■ **DATA**:

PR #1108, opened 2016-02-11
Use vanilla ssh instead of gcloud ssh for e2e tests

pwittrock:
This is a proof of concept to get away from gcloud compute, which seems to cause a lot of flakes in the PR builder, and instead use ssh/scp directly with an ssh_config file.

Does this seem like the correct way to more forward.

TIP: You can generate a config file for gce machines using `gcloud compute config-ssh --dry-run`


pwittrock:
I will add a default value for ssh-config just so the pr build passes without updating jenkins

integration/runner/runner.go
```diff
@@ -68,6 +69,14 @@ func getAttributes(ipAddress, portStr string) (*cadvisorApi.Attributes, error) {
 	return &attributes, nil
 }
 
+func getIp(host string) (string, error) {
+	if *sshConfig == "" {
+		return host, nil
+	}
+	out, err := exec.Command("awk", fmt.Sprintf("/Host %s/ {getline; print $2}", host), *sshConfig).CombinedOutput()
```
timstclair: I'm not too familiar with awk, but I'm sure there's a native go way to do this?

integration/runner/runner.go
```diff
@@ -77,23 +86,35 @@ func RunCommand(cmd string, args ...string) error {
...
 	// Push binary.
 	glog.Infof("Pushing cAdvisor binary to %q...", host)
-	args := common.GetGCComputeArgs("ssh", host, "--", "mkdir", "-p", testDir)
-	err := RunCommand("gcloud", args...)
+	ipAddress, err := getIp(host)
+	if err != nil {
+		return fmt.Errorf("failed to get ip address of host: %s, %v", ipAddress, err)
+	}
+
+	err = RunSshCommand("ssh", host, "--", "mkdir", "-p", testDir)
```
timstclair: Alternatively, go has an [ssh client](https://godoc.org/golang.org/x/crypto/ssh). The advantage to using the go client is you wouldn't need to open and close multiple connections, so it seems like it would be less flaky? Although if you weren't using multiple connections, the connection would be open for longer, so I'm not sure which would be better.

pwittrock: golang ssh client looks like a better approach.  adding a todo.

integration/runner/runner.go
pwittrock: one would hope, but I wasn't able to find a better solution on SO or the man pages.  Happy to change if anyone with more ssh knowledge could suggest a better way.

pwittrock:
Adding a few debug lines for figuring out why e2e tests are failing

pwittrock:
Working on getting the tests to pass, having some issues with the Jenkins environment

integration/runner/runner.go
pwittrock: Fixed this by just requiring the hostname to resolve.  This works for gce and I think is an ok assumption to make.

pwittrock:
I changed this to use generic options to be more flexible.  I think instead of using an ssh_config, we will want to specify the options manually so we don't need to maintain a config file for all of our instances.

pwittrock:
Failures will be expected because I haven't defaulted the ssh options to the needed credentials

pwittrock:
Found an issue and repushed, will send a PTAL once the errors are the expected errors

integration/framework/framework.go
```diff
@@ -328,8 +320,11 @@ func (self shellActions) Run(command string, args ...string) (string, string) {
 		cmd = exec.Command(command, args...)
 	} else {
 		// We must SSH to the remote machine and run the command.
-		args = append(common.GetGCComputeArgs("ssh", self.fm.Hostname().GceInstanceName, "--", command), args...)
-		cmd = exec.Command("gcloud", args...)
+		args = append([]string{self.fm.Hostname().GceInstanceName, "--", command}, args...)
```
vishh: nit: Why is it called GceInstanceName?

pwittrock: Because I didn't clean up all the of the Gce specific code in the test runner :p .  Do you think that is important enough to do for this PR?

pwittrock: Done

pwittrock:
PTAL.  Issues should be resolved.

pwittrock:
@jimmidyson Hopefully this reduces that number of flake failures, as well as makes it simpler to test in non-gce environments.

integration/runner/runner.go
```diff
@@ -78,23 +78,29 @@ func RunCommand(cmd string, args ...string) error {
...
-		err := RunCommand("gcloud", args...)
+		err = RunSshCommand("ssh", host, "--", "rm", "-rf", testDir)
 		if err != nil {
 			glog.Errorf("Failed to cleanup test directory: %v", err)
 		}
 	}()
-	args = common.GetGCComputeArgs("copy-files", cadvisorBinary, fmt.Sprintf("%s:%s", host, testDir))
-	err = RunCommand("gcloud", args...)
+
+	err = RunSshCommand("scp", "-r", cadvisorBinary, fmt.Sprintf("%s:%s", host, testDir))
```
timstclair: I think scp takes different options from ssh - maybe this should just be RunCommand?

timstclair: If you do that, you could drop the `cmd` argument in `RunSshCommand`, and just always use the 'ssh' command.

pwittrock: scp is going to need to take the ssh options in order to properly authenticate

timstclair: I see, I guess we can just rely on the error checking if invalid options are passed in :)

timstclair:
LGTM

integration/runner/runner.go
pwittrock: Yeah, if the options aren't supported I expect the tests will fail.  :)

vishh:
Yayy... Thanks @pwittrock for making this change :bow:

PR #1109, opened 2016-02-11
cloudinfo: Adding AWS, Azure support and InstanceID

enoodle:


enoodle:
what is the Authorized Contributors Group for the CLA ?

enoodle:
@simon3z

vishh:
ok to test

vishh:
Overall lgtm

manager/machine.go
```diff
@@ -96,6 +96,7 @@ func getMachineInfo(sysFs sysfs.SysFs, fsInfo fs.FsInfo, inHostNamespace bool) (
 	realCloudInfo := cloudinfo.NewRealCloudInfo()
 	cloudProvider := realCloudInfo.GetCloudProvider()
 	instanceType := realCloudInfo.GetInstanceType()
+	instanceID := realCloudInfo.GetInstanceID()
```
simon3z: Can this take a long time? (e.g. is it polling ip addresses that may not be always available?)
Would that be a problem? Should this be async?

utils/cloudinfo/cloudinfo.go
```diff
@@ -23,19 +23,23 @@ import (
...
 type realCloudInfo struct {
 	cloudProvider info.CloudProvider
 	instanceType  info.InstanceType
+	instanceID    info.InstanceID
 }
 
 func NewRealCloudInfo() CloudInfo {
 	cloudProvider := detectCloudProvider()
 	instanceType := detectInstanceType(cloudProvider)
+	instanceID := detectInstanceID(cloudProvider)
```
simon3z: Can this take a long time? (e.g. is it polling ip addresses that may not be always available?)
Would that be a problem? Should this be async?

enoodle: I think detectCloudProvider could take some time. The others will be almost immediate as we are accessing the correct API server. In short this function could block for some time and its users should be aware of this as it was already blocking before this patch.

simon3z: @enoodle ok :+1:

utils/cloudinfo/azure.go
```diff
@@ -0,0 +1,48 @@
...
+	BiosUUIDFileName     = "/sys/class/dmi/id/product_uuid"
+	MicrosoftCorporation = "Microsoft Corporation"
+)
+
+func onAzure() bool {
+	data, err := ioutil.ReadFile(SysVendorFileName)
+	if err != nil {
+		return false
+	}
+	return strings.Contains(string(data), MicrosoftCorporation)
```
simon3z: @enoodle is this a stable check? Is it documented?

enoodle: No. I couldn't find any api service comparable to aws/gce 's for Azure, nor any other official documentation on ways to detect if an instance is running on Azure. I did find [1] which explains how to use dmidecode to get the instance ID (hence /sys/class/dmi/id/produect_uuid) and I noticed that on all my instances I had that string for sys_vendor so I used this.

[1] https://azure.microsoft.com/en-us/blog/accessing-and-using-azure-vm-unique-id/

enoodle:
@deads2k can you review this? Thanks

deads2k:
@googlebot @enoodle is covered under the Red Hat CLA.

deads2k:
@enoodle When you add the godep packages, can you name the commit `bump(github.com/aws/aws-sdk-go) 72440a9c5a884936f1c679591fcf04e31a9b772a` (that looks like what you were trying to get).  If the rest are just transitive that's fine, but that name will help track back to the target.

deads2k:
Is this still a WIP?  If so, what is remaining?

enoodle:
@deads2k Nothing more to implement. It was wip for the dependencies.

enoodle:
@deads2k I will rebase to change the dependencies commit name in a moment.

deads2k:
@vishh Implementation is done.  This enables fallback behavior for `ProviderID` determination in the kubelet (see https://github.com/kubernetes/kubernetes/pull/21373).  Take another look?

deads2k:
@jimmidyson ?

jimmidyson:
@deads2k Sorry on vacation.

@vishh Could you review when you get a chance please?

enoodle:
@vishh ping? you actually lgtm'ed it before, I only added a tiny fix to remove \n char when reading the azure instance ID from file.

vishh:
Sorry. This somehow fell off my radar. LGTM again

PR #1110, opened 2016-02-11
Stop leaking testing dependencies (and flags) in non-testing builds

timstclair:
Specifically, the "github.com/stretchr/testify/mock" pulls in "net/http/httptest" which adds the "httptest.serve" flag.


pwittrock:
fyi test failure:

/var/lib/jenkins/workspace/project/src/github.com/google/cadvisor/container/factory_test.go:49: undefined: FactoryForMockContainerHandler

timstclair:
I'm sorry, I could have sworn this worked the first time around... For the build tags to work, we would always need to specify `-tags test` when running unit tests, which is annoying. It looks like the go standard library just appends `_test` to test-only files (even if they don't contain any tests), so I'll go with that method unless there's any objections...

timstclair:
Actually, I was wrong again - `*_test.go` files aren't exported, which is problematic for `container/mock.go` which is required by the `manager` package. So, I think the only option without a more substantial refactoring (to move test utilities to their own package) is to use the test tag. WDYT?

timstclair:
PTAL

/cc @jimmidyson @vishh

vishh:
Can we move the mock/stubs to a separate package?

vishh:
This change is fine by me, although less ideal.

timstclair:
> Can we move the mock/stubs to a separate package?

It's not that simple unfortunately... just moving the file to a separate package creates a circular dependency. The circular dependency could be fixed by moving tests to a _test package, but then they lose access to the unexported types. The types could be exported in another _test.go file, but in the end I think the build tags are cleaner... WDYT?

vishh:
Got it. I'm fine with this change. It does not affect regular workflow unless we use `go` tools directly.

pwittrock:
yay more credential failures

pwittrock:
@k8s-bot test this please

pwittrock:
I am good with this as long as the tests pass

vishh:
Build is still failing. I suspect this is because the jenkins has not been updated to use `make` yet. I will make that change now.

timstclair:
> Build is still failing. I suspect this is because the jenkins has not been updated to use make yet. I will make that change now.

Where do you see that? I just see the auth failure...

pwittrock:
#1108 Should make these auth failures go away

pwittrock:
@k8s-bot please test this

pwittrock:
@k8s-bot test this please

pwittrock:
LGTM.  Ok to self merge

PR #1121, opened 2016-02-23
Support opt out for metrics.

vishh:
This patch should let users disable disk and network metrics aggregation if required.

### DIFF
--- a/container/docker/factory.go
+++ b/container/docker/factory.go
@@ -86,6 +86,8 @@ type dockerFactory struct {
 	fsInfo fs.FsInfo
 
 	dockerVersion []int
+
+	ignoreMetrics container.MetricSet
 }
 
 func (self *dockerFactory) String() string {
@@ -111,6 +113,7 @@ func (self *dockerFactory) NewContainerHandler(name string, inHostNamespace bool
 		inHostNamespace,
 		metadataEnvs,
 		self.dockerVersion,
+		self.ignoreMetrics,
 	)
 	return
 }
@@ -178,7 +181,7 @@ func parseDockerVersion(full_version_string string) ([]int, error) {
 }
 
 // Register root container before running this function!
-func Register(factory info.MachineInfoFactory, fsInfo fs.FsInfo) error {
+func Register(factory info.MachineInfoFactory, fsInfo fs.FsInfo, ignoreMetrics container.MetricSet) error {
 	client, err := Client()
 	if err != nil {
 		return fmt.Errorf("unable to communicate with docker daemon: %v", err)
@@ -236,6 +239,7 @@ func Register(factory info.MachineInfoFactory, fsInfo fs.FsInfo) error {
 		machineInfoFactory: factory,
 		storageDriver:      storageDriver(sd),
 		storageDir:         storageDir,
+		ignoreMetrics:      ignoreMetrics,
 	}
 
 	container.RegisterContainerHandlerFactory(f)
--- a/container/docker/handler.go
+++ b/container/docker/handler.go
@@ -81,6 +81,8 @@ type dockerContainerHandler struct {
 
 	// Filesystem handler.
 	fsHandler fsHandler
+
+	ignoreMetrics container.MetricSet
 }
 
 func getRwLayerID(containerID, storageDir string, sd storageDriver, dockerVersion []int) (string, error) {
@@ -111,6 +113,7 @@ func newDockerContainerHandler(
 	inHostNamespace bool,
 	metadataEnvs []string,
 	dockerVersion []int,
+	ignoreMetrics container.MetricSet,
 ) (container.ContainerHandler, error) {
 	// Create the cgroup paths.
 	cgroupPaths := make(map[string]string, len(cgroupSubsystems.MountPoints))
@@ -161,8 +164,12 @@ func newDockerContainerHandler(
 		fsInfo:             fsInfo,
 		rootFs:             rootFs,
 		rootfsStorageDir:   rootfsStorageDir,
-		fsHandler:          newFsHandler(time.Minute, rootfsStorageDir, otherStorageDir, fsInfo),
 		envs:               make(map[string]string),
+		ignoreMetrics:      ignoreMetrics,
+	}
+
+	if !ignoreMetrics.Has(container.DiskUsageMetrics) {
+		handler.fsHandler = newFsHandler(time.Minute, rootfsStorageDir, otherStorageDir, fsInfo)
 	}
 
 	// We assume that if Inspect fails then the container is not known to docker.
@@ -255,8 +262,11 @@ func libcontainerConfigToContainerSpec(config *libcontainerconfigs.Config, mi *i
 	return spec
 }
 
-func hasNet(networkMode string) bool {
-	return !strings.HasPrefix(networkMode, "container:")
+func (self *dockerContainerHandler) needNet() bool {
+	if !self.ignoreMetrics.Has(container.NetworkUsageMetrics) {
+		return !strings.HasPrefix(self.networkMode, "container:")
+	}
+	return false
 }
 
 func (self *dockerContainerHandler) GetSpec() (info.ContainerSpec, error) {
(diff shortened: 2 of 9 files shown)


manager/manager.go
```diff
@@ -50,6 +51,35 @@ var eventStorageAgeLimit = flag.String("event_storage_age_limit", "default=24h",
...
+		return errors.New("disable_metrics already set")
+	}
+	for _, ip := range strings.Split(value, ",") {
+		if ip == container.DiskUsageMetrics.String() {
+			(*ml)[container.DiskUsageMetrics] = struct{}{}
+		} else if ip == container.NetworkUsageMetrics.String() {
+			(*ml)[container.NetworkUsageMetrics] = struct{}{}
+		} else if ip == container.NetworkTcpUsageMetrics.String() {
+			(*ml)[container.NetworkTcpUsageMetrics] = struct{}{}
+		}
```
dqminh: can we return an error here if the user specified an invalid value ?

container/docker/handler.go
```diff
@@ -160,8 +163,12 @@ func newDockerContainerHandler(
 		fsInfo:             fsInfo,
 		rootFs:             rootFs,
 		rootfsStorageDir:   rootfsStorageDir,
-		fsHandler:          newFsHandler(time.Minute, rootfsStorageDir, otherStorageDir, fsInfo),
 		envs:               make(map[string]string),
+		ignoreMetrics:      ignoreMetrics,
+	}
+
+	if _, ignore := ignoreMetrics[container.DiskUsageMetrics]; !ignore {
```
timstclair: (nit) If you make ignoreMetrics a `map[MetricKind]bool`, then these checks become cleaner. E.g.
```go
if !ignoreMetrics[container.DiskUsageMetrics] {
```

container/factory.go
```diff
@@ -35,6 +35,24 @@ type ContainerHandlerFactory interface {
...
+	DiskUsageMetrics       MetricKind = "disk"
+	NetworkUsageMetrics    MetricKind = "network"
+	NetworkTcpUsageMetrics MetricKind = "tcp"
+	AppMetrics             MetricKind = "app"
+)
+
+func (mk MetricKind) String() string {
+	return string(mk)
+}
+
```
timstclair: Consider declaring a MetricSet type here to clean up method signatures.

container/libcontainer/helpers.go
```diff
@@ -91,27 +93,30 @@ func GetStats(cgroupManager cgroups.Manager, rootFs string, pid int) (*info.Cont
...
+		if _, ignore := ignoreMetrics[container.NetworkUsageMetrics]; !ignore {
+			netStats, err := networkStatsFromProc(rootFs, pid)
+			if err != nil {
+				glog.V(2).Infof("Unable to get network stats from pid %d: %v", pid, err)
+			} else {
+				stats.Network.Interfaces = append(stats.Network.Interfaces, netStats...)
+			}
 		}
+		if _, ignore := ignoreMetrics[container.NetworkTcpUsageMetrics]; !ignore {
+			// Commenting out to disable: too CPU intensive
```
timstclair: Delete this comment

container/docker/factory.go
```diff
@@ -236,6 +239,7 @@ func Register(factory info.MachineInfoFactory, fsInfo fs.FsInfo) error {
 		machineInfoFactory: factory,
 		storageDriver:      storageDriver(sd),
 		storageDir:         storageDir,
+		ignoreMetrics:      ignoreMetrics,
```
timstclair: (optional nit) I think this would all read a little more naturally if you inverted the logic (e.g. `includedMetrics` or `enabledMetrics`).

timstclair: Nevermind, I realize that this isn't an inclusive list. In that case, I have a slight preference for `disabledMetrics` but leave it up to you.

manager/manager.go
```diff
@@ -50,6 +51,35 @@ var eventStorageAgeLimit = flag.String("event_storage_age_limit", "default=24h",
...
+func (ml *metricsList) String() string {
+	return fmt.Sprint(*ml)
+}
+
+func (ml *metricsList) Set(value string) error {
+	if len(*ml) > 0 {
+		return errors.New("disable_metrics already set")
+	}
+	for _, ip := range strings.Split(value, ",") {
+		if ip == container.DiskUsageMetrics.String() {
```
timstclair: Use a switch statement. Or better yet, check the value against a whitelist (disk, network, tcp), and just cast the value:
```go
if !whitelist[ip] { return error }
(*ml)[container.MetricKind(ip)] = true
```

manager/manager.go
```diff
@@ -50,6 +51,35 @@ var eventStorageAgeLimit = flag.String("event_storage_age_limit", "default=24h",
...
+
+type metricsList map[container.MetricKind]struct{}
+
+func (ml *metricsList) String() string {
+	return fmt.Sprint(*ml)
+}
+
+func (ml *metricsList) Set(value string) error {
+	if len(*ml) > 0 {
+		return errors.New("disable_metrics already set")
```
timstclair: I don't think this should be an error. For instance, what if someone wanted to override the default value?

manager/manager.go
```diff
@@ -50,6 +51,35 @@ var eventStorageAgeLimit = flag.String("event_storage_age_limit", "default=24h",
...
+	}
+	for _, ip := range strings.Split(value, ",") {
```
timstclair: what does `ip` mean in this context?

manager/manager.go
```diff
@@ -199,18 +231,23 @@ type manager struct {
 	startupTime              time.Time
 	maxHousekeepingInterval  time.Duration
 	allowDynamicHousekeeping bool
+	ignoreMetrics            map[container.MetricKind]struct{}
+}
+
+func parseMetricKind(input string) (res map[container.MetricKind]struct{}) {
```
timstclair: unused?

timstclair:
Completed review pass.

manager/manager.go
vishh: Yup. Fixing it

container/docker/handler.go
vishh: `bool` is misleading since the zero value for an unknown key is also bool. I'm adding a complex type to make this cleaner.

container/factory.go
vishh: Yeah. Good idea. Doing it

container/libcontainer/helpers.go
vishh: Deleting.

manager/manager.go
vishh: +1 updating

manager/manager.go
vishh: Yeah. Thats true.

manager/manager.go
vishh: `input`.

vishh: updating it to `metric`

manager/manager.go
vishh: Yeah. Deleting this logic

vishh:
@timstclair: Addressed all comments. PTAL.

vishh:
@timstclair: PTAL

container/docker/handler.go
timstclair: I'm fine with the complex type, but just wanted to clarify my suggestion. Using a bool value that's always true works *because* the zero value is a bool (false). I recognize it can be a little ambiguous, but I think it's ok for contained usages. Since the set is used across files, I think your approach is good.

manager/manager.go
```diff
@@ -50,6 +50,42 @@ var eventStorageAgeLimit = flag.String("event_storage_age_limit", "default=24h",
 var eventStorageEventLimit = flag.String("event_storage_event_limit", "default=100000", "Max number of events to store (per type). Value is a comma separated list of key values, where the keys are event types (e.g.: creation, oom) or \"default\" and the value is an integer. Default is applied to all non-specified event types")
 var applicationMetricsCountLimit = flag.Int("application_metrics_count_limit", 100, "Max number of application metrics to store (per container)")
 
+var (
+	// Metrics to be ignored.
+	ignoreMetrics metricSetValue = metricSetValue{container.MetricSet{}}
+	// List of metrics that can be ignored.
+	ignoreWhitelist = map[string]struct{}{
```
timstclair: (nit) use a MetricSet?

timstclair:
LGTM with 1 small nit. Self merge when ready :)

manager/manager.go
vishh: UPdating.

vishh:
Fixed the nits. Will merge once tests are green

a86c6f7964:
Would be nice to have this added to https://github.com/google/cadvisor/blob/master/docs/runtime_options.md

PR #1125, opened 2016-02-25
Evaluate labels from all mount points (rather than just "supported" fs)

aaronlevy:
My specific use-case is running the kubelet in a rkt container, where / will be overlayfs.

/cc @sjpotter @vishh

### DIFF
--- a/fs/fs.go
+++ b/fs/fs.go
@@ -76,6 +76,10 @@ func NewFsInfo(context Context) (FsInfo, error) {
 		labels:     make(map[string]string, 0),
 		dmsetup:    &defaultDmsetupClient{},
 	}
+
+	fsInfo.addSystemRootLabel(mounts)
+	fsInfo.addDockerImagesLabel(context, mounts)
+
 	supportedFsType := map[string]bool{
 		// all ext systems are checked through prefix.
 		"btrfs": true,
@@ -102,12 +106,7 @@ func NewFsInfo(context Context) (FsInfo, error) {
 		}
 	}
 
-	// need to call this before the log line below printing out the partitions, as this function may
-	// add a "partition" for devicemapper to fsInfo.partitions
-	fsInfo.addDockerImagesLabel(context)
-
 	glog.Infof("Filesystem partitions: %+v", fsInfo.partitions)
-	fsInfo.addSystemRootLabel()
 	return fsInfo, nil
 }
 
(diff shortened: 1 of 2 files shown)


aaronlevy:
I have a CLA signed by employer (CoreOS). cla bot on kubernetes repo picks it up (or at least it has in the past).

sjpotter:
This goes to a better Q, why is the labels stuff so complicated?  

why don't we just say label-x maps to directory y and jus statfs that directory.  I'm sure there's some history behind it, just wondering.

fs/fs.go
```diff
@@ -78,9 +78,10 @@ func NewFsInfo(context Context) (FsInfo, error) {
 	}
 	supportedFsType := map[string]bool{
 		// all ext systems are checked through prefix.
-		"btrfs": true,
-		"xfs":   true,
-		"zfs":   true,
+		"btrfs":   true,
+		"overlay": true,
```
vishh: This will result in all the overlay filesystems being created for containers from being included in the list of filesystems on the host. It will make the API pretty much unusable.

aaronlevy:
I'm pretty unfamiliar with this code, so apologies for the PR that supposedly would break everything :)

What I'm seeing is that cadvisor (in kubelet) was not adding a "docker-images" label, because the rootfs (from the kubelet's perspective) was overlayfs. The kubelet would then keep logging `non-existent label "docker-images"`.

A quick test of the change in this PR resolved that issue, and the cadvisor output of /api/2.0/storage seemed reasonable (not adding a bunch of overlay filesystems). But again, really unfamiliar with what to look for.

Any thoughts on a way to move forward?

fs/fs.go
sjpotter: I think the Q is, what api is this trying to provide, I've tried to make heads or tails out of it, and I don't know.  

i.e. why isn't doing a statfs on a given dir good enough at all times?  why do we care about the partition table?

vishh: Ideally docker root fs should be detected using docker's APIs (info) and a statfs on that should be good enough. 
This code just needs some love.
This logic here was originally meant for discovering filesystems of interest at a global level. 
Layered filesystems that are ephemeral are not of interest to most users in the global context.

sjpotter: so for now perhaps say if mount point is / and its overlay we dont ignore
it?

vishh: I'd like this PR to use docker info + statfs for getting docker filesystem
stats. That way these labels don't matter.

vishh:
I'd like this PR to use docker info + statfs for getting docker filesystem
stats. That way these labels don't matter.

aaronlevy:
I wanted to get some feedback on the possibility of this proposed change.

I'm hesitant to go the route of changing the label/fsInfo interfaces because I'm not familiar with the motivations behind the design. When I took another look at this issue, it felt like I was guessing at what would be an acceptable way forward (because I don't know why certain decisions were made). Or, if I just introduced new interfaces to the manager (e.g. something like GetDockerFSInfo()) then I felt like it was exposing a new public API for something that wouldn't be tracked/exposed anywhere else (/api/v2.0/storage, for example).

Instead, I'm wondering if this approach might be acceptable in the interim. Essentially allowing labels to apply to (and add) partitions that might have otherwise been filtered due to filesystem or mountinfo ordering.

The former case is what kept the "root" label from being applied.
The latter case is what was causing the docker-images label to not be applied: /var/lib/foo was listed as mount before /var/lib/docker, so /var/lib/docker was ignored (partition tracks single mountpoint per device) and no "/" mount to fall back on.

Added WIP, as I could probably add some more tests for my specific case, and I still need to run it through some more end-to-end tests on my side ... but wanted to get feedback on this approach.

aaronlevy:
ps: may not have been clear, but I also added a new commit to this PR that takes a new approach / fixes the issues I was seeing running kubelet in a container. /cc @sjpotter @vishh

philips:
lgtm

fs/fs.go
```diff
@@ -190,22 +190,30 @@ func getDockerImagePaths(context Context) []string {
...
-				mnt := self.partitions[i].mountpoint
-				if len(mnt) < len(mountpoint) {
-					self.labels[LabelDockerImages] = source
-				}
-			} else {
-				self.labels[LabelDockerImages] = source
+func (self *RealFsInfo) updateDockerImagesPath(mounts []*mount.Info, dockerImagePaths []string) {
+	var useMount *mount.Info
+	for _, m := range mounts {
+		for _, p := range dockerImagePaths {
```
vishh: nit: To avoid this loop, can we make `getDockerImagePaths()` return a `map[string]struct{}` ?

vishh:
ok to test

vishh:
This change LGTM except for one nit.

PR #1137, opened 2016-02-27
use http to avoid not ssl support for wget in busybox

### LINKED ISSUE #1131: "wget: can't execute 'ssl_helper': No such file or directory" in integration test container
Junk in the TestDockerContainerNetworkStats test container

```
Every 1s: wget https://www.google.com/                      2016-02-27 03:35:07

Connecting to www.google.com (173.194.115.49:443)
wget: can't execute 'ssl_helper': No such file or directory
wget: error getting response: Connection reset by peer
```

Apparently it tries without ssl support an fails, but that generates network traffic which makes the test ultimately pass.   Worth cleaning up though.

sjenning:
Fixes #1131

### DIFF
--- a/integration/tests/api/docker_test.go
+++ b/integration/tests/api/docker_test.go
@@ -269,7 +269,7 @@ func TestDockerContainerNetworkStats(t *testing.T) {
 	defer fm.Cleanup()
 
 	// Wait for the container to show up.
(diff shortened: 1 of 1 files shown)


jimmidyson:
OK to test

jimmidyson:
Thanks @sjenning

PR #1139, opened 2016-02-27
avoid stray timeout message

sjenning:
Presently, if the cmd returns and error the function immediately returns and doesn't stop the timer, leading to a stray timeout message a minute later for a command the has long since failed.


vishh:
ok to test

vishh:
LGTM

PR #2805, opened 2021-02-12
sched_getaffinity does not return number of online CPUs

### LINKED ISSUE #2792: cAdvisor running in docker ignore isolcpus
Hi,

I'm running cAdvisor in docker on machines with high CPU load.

■ **EXERCISE AIM**: Lines with "makes" in the records above: copy every one of them.

■ **RESPONSE TO THIS TASK**:
@jimmidyson Hopefully this reduces that number of flake failures, as well as makes it simpler to test in non-gce environments.
Apparently it tries without ssl support an fails, but that generates network traffic which makes the test ultimately pass.   Worth cleaning up though.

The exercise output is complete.